Editor’s note: This market commentary is provided by the Dairy Division at FCStone in Chicago, Ill.
Class III futures put up another day of gains across the board, following a spot session that saw blocks gain 2.5¢ to close within a penny of the all-time high, at $2.35/lb. Futures seem to be reluctant to keep upside momentum at these levels, but are left with little choice with continued gains in the cash market. April led the way, picking up 35¢ to close at fresh contract highs of $21.81/cwt.
So, where’s the top? It’s a question that has resonated now for weeks – with no clear cut answer. It’s a fool’s guess to try and pick tops in the market, or bottoms for that matter. Fundamentally, this market continues to have firm undertones to it that can be attributed to strong international interest for cheese. Granted, a pushback should be expected somewhere on the short-term horizon at these price levels, with spring flush in full swing out West and coming in the Midwest. That's coupled with the latest international price data that reflects a growing disconnect between Oceania and the U.S. market. However, with domestic buyers purchasing on a hand-to-mouth basis, it’s not implausible that a certain level of demand will exist on price breaks.
Class IV futures saw mixed results. Gains were realized from March through May, with lighter gains realized in the fourth quarter. NFDM appears to be stable, yet sluggish. The spot market has provided little in the way of sentiment or direction, yet there have been whispers of an easing of demand at current levels and adequate supplies domestically. European dryers have also been ratcheted up to full capacity, which will further pressure prices from an international scope. Price weakness has also been experienced in Oceania and Western Europe.
FC Stone's annual Dairy Outlook Conference will be held June 18-19, in Chicago.
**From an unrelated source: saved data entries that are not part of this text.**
PR #3325, opened 2023-09-08
Modify the existing fileWatcher to make it more generic

### LINKED ISSUE #3323: SecretWatcher can't catch symbolic link change
**Describe the bug**

When the Secret or ConfigMap is updated, Kubernetes doesn't overwrite the original files. Instead, it creates a new temporary directory (..data), places the updated files there, and then updates the symlinks to point to the new files.

When the cert rotation happens, k8s will update the secret, and the mounted secret volume will be updated accordingly. 

 **Expected behavior**
When  k8s update the secret, and the mounted secret volume will be updated accordingly.(It is updated according to the way mentioned above). The secret watcher should be able to catch that change.

### LINKED ISSUE #3338: Use the new fileWatcher instead of secretWatcher
**Problem**
Currently in the vert.x server implementation, secretWatcher is used to monitor the changes for the k8s mounted secret volume files. After #3325 has been merged, remove the secretWatcher implementation and use the new fileWatcher.

**Exit Criteria**
fileWatcher can successfully catch the k8s mounted secret volume change.

**Time Estimate (optional):** 
1

Leo6Leo:
Fixes #3323 
Fixes #3338 

## Proposed Changes

- Modify the existing fileWatcher to make it more generic
- Remove the secretWatcher
- Update the current usage of fileWatcher

**Release Note**

```release-note

```


data-plane/core/src/main/java/dev/knative/eventing/kafka/broker/core/file/FileWatcher.java
```diff
@@ -38,19 +38,22 @@
 import org.slf4j.LoggerFactory;
 
 /**
- * This class is responsible for watching a given file and reports update.
+ * This class is responsible for watching a given file and reports update or execu
```
pierDipi, line 41: ` or execu`?

data-plane/core/src/main/java/dev/knative/eventing/kafka/broker/core/file/FileWatcher.java
```diff
@@ -62,18 +65,27 @@ public class FileWatcher implements AutoCloseable {
...
         this.lastContract = -1;
     }
 
+    public void setContractConsumer(Consumer<DataPlaneContract.Contract> contractConsumer) {
+        this.contractConsumer = contractConsumer;
+    }
+
+    public void setTriggerFunction(Runnable triggerFunction) {
+        this.triggerFunction = triggerFunction;
+    }
```
pierDipi, line 83: Can we use the constructor rather than set methods? I'm pretty sure that set methods make the class not thread safe anymore because calling them will have an undefined behavior / data race

pierDipi: Also if we want to make this class generic it should have no awareness of `DataPlaneContract.Contract`

pierDipi: We should abstract consumer/trigger away, they are basically the same think

pierDipi (commented):
I'd consider making the class more generic that it is now, it shouldn't have awareness of `DataPlaneContract.Contract`.

Did you consider a constructor like this?
```java
public FileWatcher(File file, triggerUpdate Runnable) {
```

instead of calling the existing `update` we would call `triggerUpdate.run()`

On the usage side we would use the class with something like this for the contract update:

```java
final var fw = new FileWatcher(contractFile, new ContractPublisher(contractFile));
```

where `UpdateContract` would do what the current `update` does.

data-plane/core/src/main/java/dev/knative/eventing/kafka/broker/core/file/FileWatcher.java
```diff
@@ -107,7 +119,8 @@ public synchronized void close() throws Exception {
     private void run() {
         try {
             // register the given watch service.
-            // Note: this watch a directory and not the single file we're interested in, so that's the
+            // Note: this watch a directory and not the single file we're interested in, so
+            // that's the
             // reason in #watch() we filter watch service events based on the updated file.
```
pierDipi, line 124: It's a little weird the broken line of the comment 
"the <ton of space>
reason"

data-plane/core/src/main/java/dev/knative/eventing/kafka/broker/core/file/FileWatcher.java
Leo6Leo: emm weired. Seems like spotless cuts it.

data-plane/core/src/test/java/dev/knative/eventing/kafka/broker/core/eventbus/ContractPublisherTest.java
```diff
@@ -43,4 +58,106 @@ public void publishTest(Vertx vertx, VertxTestContext testContext) {
...
+                assertThat(broker).isEqualTo(broker1);
+                waitFirst.countDown();
+            } else if (!broker.equals(broker1)) {
+                assertThat(broker).isEqualTo(broker2);
+                waitSecond.countDown();
+            }
+        };
+
+        try {
+            FileWatcher fw1 = new FileWatcher(file, () -> brokersConsumer.accept(broker1));
```
Leo6Leo, line 91: @pierDipi  I am not sure whether this is correct or not way to implement it.

data-plane/core/src/main/java/dev/knative/eventing/kafka/broker/core/file/FileWatcher.java
```diff
@@ -104,58 +106,52 @@ public synchronized void close() throws Exception {
...
-                // check if we're interested in the updated file
-                if (kind != OVERFLOW) {
-                    shouldUpdate = true;
-                    break;
+                // We check if the event's context (the file) matches our target file
+                final var filename = event.context();
+                if (kind != OVERFLOW && filename.toString().equals(toWatch.getName())) {
+                    if (triggerFunction != null) {
+                        triggerFunction.run();
+                    }
```
pierDipi, line 150: `triggerFunction` is never null, it's checked in the constructor
```java
Objects.requireNonNull(triggerFunction, "provide triggerFunction");
```

data-plane/benchmarks/src/main/java/dev/knative/eventing/kafka/broker/dispatcher/impl/filter/ExactFilterBenchmark.java
Leo6Leo, line 1: I don't know what's wrong with this file...

data-plane/benchmarks/src/main/java/dev/knative/eventing/kafka/broker/dispatcher/impl/filter/FilterBenchmark.java
Leo6Leo, line 1: I don't know what's wrong with this file...

pierDipi:
@Leo6Leo I see
```
[ERROR] Failed to execute goal org.apache.maven.plugins:maven-compiler-plugin:3.10.1:testCompile (default-testCompile) on project core: Compilation failure
[ERROR] /home/prow/go/src/knative.dev/eventing-kafka-broker/data-plane/core/src/test/java/dev/knative/eventing/kafka/broker/core/eventbus/ContractPublisherTest.java:[88,51] ';' expected
```

control-plane/pkg/contract/contract.pb.go
```diff
@@ -1,7 +1,7 @@
 // Code generated by protoc-gen-go. DO NOT EDIT.
 // versions:
 // 	protoc-gen-go v1.26.0
-// 	protoc        v3.17.3
+// 	protoc        v3.15.8
```
pierDipi, line 4: This change needs to be reverted

pierDipi (approved):
Thank you @Leo6Leo !

/lgtm
/approve

PR #15, opened 2019-10-11
Add a factory method for building dro/collection

jcoyne:


lib/cocina/models.rb
```diff
@@ -25,8 +25,23 @@ def camelize(basename, _abspath)
...
+    # @raises [RuntimeError] if a valid type is not found in the data
+    # @raises [KeyError] if a type field cannot be found in the data
+    def self.build(dyn)
+      case dyn.fetch('type')
+      when *DRO::TYPES
+        DRO.from_dynamic(dyn)
+      when *Collection::TYPES
+        Collection.from_dynamic(dyn)
+      else
+        raise "Unknown type: '#{dyn.fetch('type')}'"
```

Visit www.intlfcstone.com/events for information.
March 13 spot session results:
Block cheese: $2.35 (up 2.5¢)
Barrel cheese: $2.2750 (down 1.0¢)
Grade A NFDM: $2.04 (unchanged)
Butter: $1.8850 (unchanged)
• Class III to open mixed
• Cheese to open mixed
• Dry Whey to open mixed
• Class IV to open mixed
• Butter to open mixed
• NFDM to open mixed
The grain market traded in mixed fashion yesterday, with corn unable to pull away from its 200-day moving average. Nevertheless, there’s a firm tone here in that exports have been impressive, funds have been buying, and the weather has not been cooperating. Soybeans, on the other hand, put on quite a performance. The market is closely monitoring progress with the South American harvest, as well as Chinese behavior that has resulted in cancellations of Brazilian and U.S. cargoes. Keeping a finger on the pulse of this development would be prudent as a changing of the guard may be taking place here.